Issue #1639, opened 2026-05-05
docker-in-docker: Feature request - Ability to pin containerd version


glennschmidt:
On apt-based systems, the feature script installs the `moby-engine` package, which depends on `moby-containerd >= 1.7.0`, so it will end up just installing the latest version of containerd available in the repo.

This week, containerd 2.3.0 was released, and it broke my dev containers (https://github.com/containerd/containerd/issues/13346). It would be good if there was a variable we could set to specify what version of `moby-containerd` to install, as a workaround when these types of issues occur.

Falco20019:
This is what I did to downgrade (on Ubuntu 24.04), just in case someone else also needs it:
`sudo apt-get update && sudo apt-get install -y --allow-downgrades moby-containerd=2.2.3-ubuntu24.04u1`

You can use `apt list --all-versions moby-containerd | grep 2.2.3` to find your variant.

mafuba:
+1, hitting this on `docker-in-docker` Feature with `moby-containerd 2.3.0-debian12u1` + `moby-engine 29.4.2-debian12u1`. Root cause is upstream containerd/containerd#13346 (EROFS-differ init failure cascades into dockerd refusing to start). Workaround we ended up with - a `postCreateCommand` that idempotently downgrades `moby-containerd` to `2.2.3-debian12u1`:

\`\`\`bash
PINNED="2.2.3-debian12u1"
if [[ "$(dpkg-query -W -f='${Version}' moby-containerd 2>/dev/null)" != "$PINNED" ]]; then
  sudo apt-get update -qq
  sudo apt-get install -y --allow-downgrades "moby-containerd=$PINNED"
  sudo pkill -9 dockerd containerd 2>/dev/null || true
  sudo rm -f /run/docker.pid
  sudo /usr/local/share/docker-init.sh &
fi
\`\`\`

Works, but a `containerdVersion` knob on the Feature would let us drop the workaround once containerd/containerd#13328 ships.

silva-renan:
+1 facing this issue. Setting "moby": false is also an workaround.

v-Kaniska244:
This [PR](https://github.com/devcontainers/features/pull/1645) has been merged to fix the issue with the `moby-containerd` package and erofs file system module. Please try the latest version of the `docker-in-docker` feature `ghcr.io/devcontainers/features/docker-in-docker:3` and get back in case of any issues.

JuJup:
[...]

PR #1645, opened 2026-05-11
fix(docker-in-docker): disable containerd erofs snapshotter to fix dockerd startup

### LINKED ISSUE #1642: docker-in-docker feature fails on macOS ARM64 with containerd 2.3.x unless erofs-utils is installed
## Summary

The `ghcr.io/devcontainers/features/docker-in-docker:2` feature failed to start the inner Docker daemon on macOS Apple Silicon with the `mcr.microsoft.com/devcontainers/dotnet:1-10.0` base image.

Inside the devcontainer, `docker ps` failed with:

```text
Cannot connect to the Docker daemon at unix:///var/run/docker.sock. Is the docker daemon running?
dockerd was launched, and containerd started, but dockerd timed out waiting for containerd:

failed to start containerd: timeout waiting for containerd to start
```
The relevant containerd log included:

```text
failed to check mkfs.erofs availability: failed to run mkfs.erofs --help: exec: "mkfs.erofs": executable file not found in $PATH: skip plugin
no plugins registered for io.containerd.transfer.v1: plugin: not found
```

Installing erofs-utils in the devcontainer image fixed the issue:
```text
RUN apt-get update \
    && apt-get install -y --no-install-recommends \
        protobuf-compiler \
        erofs-utils \
    && rm -rf /var/lib/apt/lists/*
```

## Environment
Host: macOS Apple Silicon
Docker Desktop: 4.72.0
Docker Engine: 29.4.2
Dev Containers extension: 0.459.0
VS Code: 1.119.0
Base image: mcr.microsoft.com/devcontainers/dotnet:1-10.0
Feature: ghcr.io/devcontainers/features/docker-in-docker:2
Architecture inside container: aarch64 / arm64

## Expected

The Docker-in-Docker feature should either install erofs-utils, avoid enabling a containerd path that requires mkfs.erofs, or document that base images must include erofs-utils for containerd 2.3.x.

## Actual

The inner Docker daemon does not become usable; docker ps reports that it cannot connect to /var/run/docker.sock.

## Workaround

Install erofs-utils in the Dockerfile before the feature starts dockerd.

Kaniska244:
## Summary

Fixes #1642 and #1639.

This PR fixes `docker-in-docker` startup failures caused by `containerd >= 2.3` probing the `erofs` snapshotter on hosts where the kernel exposes the `erofs` filesystem.

The main fix is to disable the `io.containerd.snapshotter.v1.erofs` plugin in `containerd` config and ensure `dockerd` actually uses that config by starting `containerd` explicitly and passing its socket to `dockerd`.

In addition, this PR includes a few related improvements and test updates in the `docker-in-docker` feature.

---

## Problem

On some hosts, `dockerd` fails to start because bundled `containerd` probes the `erofs` snapshotter plugin during startup.

That plugin requires `mkfs.erofs` support that is not available in older distro versions of `erofs-utils`, especially on:

- Debian 12 (`bookworm`)
- Ubuntu 22.04 (`jammy`)

When the host kernel exposes `erofs`, plugin initialization fails, `containerd` never becomes ready, and `dockerd` times out.

This is especially visible on newer environments such as:

- GitHub Actions arm64 runners
- Codespaces hosts
- systems where `erofs` has been loaded explicitly

Since the feature uses `overlayfs` anyway, the safest fix is to disable the `erofs` snapshotter entirely.

---

## Why the previous config-only approach was insufficient

A config-only change under `/etc/containerd/config.toml` was not enough because `dockerd`, when started normally, launches its own child `containerd` instance using an auto-generated config under `/var/run/docker/containerd/`.

That means `/etc/containerd/config.toml` is ignored unless we explicitly start `containerd` ourselves and point `dockerd` to it.

This PR therefore applies a two-part fix:

1. Write the `disabled_plugins` entry into `/etc/containerd/config.toml`
2. Start `containerd` explicitly and run `dockerd` with `--containerd /run/containerd/containerd.sock`

---

### 1. Disable the `erofs` snapshotter in `containerd`

In `src/docker-in-docker/install.sh`:

- ensure `/etc/containerd/config.toml` exists
- if missing or empty, generate it from `containerd config default`
- add `io.containerd.snapshotter.v1.erofs` to top-level `disabled_plugins`
- handle all config states safely:
  - existing empty list
  - existing populated list
  - no `disabled_plugins` key yet
- append an idempotency marker comment so repeated runs do not duplicate entries

This makes the configuration safe for re-runs and image-layer reuse.

---

### 2. Start `containerd` explicitly before `dockerd`

Also in `src/docker-in-docker/install.sh`, the generated init flow now:

- probes common locations for the `containerd` binary
- starts `containerd --config /etc/containerd/config.toml`
- waits for `/run/containerd/containerd.sock`
- if available, passes `--containerd /run/containerd/containerd.sock` to `dockerd`
- otherwise falls back to the previous behavior where `dockerd` spawns its own `containerd`

This keeps the fix additive and avoids breaking hosts where explicit `containerd` startup is not available.

The retry/cleanup flow also continues to clean up `containerd` alongside `dockerd`.

---

### 3. Add `erofs-utils` on Debian installs

In the Debian package path of `src/docker-in-docker/install.sh`, this PR adds:

- `erofs-utils`

This ensures `mkfs.erofs` is available where relevant and documents the dependency clearly, even though the primary fix is still disabling the snapshotter.

---

### 4. Fix Docker CE package download architecture handling for RHEL/tdnf path

In `src/docker-in-docker/install.sh`, the Docker CE RPM download logic now derives the correct repository architecture dynamically instead of hardcoding `x86_64`.

This adds support for architectures such as:

- `x86_64`
- `aarch64`

and updates the RPM lookup/download patterns accordingly.

This improves portability for non-x86 environments.

---

### 5. Install Docker Compose v1 in an isolated virtual environment

In `src/docker-in-docker/install.sh`, the Compose v1 installation path now:

- creates a dedicated Python virtual environment
- installs `pip`, `setuptools`, and `wheel` into that venv
- installs `docker-compose` and dependencies there
- symlinks the resulting `docker-compose` binary into the expected path

This avoids PEP 668 / externally-managed-environment issues on newer distros such as:

- Debian trixie
- Ubuntu noble

and avoids modifying distro-managed Python site-packages.

---

### Workflow update

In `.github/workflows/test-pr-arm64.yaml`:

- include `src/docker-in-docker/**` and `test/docker-in-docker/**` in workflow path triggers
- add a `docker-in-docker` filter in changed-path detection
- add a step to explicitly load and verify the `erofs` kernel module:

```sh
sudo modprobe erofs && grep erofs /proc/filesystems
```

This makes the failure scenario reproducible in CI.

There is also a matrix exclusion added for:

- `docker-in-docker` + `mcr.microsoft.com/devcontainers/base:debian`

---

### Test script updates

The following test scripts now explicitly verify that Docker is actually usable by adding `docker ps` checks:

- `test/docker-in-docker/dockerIp6tablesDisabledTest.sh`
- `test/docker-in-docker/docker_build_older.sh`
- `test/docker-in-docker/pin_docker-ce_version_moby_false.sh`

This strengthens validation by confirming that `dockerd` not only starts, but is usable.

---

## Docs / metadata updates

This PR also updates `docker-in-docker` feature metadata and documentation:

### `src/docker-in-docker/devcontainer-feature.json`
- bump feature version from `2.17.0` to `3.0.0`

### `src/docker-in-docker/README.md`
- update example reference from:
  - `ghcr.io/devcontainers/features/docker-in-docker:2`
  - to `ghcr.io/devcontainers/features/docker-in-docker:3`

### `src/docker-in-docker/NOTES.md`
- update the sample image tag from:
  - `mcr.microsoft.com/devcontainers/typescript-node:16`
  - to `mcr.microsoft.com/devcontainers/typescript-node:24`

---

## Files changed

- `.github/workflows/test-pr-arm64.yaml`
- `src/docker-in-docker/NOTES.md`
- `src/docker-in-docker/README.md`
- `src/docker-in-docker/devcontainer-feature.json`
- `src/docker-in-docker/install.sh`
- `test/docker-in-docker/dockerIp6tablesDisabledTest.sh`
- `test/docker-in-docker/docker_build_older.sh`
- `test/docker-in-docker/pin_docker-ce_version_moby_false.sh`

---

## Compatibility / risk

- No behavior change when the `erofs` snapshotter is not relevant
- Fallback behavior remains unchanged if explicit `containerd` startup is unavailable
- Config modification is idempotent and safe across repeated runs
- No new external dependency flow is introduced beyond packages already used by the feature
- Docker continues to use the expected `overlayfs` path

---

## Result

This PR makes `docker-in-docker` startup more reliable across affected Debian/Ubuntu environments, especially on arm64 and newer hosts where `erofs` is exposed, while also improving test coverage, compose installation robustness, and architecture handling.

---

## Related

- Closes #1642
- Related to #1639

### DIFF
--- a/.github/workflows/test-pr-arm64.yaml
+++ b/.github/workflows/test-pr-arm64.yaml
@@ -45,6 +45,9 @@ jobs:
             "mcr.microsoft.com/devcontainers/base:debian",
             "mcr.microsoft.com/devcontainers/base:noble"
           ]
+        exclude:
+          - features: docker-in-docker
+            baseImage: mcr.microsoft.com/devcontainers/base:debian           
     steps:
       - uses: actions/checkout@v6
 
--- a/.github/workflows/test-pr-arm64.yaml
+++ b/.github/workflows/test-pr-arm64.yaml
@@ -51,6 +51,9 @@ jobs:
     steps:
       - uses: actions/checkout@v6
 
+      - name: "Load erofs module and verify"
+        run: sudo modprobe erofs && grep erofs /proc/filesystems
+
       - name: "Install latest devcontainer CLI"
         run: npm install -g @devcontainers/cli
 
--- a/.github/workflows/test-pr-arm64.yaml
+++ b/.github/workflows/test-pr-arm64.yaml
@@ -8,6 +8,8 @@ on:
     paths:
       - "src/powershell/**"
       - "test/powershell/**"
+      - "src/docker-in-docker/**"
+      - "test/docker-in-docker/**"      
 
 jobs:
   detect-changes:
@@ -23,6 +25,7 @@ jobs:
           #   <feature-name>: ./**/<feature-name>/**
           filters: |
             powershell: ./**/powershell/**
+            docker-in-docker: ./**/docker-in-docker/**
 
   test:
     needs: [detect-changes]
--- a/src/docker-in-docker/NOTES.md
+++ b/src/docker-in-docker/NOTES.md
@@ -4,7 +4,7 @@ This docker-in-docker Dev Container Feature is roughly based on the [official do
 * As the name implies, the Feature is expected to work when the host is running Docker (or the OSS Moby container engine it is built on). It may be possible to get running in other container engines, but it has not been tested with them.
 * The host and the container must be running on the same chip architecture. You will not be able to use it with an emulated x86 image with Docker Desktop on an Apple Silicon Mac, like in this example:
   ```
-  FROM --platform=linux/amd64 mcr.microsoft.com/devcontainers/typescript-node:16
+  FROM --platform=linux/amd64 mcr.microsoft.com/devcontainers/typescript-node:24
   ```
   See [Issue #219](https://github.com/devcontainers/features/issues/219) for more details.
 
--- a/src/docker-in-docker/NOTES.md
+++ b/src/docker-in-docker/NOTES.md
@@ -4,7 +4,7 @@ This docker-in-docker Dev Container Feature is roughly based on the [official do
 * As the name implies, the Feature is expected to work when the host is running Docker (or the OSS Moby container engine it is built on). It may be possible to get running in other container engines, but it has not been tested with them.
 * The host and the container must be running on the same chip architecture. You will not be able to use it with an emulated x86 image with Docker Desktop on an Apple Silicon Mac, like in this example:
   ```
-  FROM --platform=linux/amd64 mcr.microsoft.com/devcontainers/typescript-node:16
+  FROM --platform=linux/amd64 mcr.microsoft.com/devcontainers/typescript-node:22
   ```
   See [Issue #219](https://github.com/devcontainers/features/issues/219) for more details.
 
--- a/src/docker-in-docker/NOTES.md
+++ b/src/docker-in-docker/NOTES.md
@@ -4,7 +4,7 @@ This docker-in-docker Dev Container Feature is roughly based on the [official do
 * As the name implies, the Feature is expected to work when the host is running Docker (or the OSS Moby container engine it is built on). It may be possible to get running in other container engines, but it has not been tested with them.
 * The host and the container must be running on the same chip architecture. You will not be able to use it with an emulated x86 image with Docker Desktop on an Apple Silicon Mac, like in this example:
   ```
-  FROM --platform=linux/amd64 mcr.microsoft.com/devcontainers/typescript-node:22
+  FROM --platform=linux/amd64 mcr.microsoft.com/devcontainers/typescript-node:16
   ```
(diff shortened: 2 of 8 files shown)


.github/workflows/test-pr-arm64.yaml
```diff
@@ -42,9 +45,15 @@ jobs:
             "mcr.microsoft.com/devcontainers/base:debian",
             "mcr.microsoft.com/devcontainers/base:noble"
           ]
+        exclude:
+          - features: docker-in-docker
+            baseImage: mcr.microsoft.com/devcontainers/base:debian
```
abdurriq, line 50: Nit: trailing whitespace

abdurriq (approved):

Task prompt =
Copy the stretch of the records above that runs from the line with "## Environment" through the line with "- GitHub Actions arm64 runners". Both end lines belong in the copy, and nothing else does.

Finished task =
## Environment
Host: macOS Apple Silicon
Docker Desktop: 4.72.0
Docker Engine: 29.4.2
Dev Containers extension: 0.459.0
VS Code: 1.119.0
Base image: mcr.microsoft.com/devcontainers/dotnet:1-10.0
Feature: ghcr.io/devcontainers/features/docker-in-docker:2
Architecture inside container: aarch64 / arm64

## Expected

The Docker-in-Docker feature should either install erofs-utils, avoid enabling a containerd path that requires mkfs.erofs, or document that base images must include erofs-utils for containerd 2.3.x.

## Actual

The inner Docker daemon does not become usable; docker ps reports that it cannot connect to /var/run/docker.sock.

## Workaround

Install erofs-utils in the Dockerfile before the feature starts dockerd.

Kaniska244:
## Summary

Fixes #1642 and #1639.

This PR fixes `docker-in-docker` startup failures caused by `containerd >= 2.3` probing the `erofs` snapshotter on hosts where the kernel exposes the `erofs` filesystem.

The main fix is to disable the `io.containerd.snapshotter.v1.erofs` plugin in `containerd` config and ensure `dockerd` actually uses that config by starting `containerd` explicitly and passing its socket to `dockerd`.

In addition, this PR includes a few related improvements and test updates in the `docker-in-docker` feature.

---

## Problem

On some hosts, `dockerd` fails to start because bundled `containerd` probes the `erofs` snapshotter plugin during startup.

That plugin requires `mkfs.erofs` support that is not available in older distro versions of `erofs-utils`, especially on:

- Debian 12 (`bookworm`)
- Ubuntu 22.04 (`jammy`)

When the host kernel exposes `erofs`, plugin initialization fails, `containerd` never becomes ready, and `dockerd` times out.

This is especially visible on newer environments such as:

- GitHub Actions arm64 runners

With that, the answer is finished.